Ik blijf nog even hoop houden. Maar dat ik opzie tegen de strijd die me te wachten staat, zoveel mag duidelijk zijn.

3 comments:

  1. Ik heb alleen het eerste deel gelezen - maar wil toch even zeggen dat toen ik naar Nieuw-Zeeland ging, ik ook moest laten zien waar ik zou verblijven, mijn vluchtgegevens terug etc. Daarnaast moest mijn exvriendje uit Nieuw-Zeeland (een 'rijk' land) als hij langer dan even in Nederland wilde blijven ook al die dingen overleggen die jij hierboven noemt - bv een bewijs van onze relatie in de vorm van oude emails, een brief van zijn werk, bankgegevens van mij etc. Al deze papierellende was een belangrijke reden voor ons om te besluiten dat een relatie op deze manier niet mogelijk was (ik zou graag in Nederland wonen als ik later groot ben). Ik hoop dat met protesten zoals de jouwe deze rarigheden ooit eens voorbij zullen zijn... Succes met aanvragen in elk geval!

    ReplyDelete
  2. This comment has been removed by the author.

    ReplyDelete
  3. Dank je. We doen ons best...

    Je hebt gelijk, het restrictieve migratiebeleid treft ook mensen uit 'rijke' landen. Ik ontmoette een Nederlands-Amerikaans stel dat zich niet in Nederland mocht vestigen omdat zij net niet genoeg verdiende. Die eis gold voor hen net zo goed. Verschil is wel dat mensen uit zogenaamde rijke landen geen 'inburgeringstest' hoeven te doen voordat ze zich in Nederland kunnen vestigen. Ook hoeven ze geen garantieverklaring, arbeidscontract en loonstrookjes voor te leggen om een simpel toeristenvisum te kunnen krijgen.

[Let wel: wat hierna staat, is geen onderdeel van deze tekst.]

PR #669, opened 2026-04-11
feat: add --force-gpu flag to allow GPU memory spill bypass (#591)

### LINKED ISSUE #591: Allow to run simulations on GPU even if vram is insufficient

dipayansardar73-decode:
Fixes #591

This PR adds a --force-gpu configuration flag to bypass the rigid totalmem exception during building and execution.

If a user demands more memory than the GPU natively possesses, gprMax previously threw a hard GeneralError crash. This PR intercepts that specific crash when the flag is enabled, replacing it with a RuntimeWarning. This allows the host driver to dynamically spill excess allocations into System RAM instead, vastly expanding the size of simulation an individual card can run (albeit with expected performance penalties).

The flag has been plumbed directly through the main api() endpoint and threaded down into the grid.memory_check() handler.

**Note:** As requested in #591.

### DIFF
--- a/gprMax/gprMax.py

    Wel erg bizar vind ik wat je schrijft over dat je aan de hand van oude e-mails moet bewijzen toch wel echt een relatie te hebben... Hoezo schending van privacy!?

    Uiteindelijk is een dergelijk beleid ten aanzien van (huwelijks)migratie natuurlijk volstrekt anti-liberaal. Op termijn zal al die xenofobie en zelfgenoegzaamheid Nederland duur komen te staan. Daarnaast is het eenvoudig van de zotte dat je je als Nederlandse staatsburger niet met de partner van je keuze in je eigen land mag vestigen.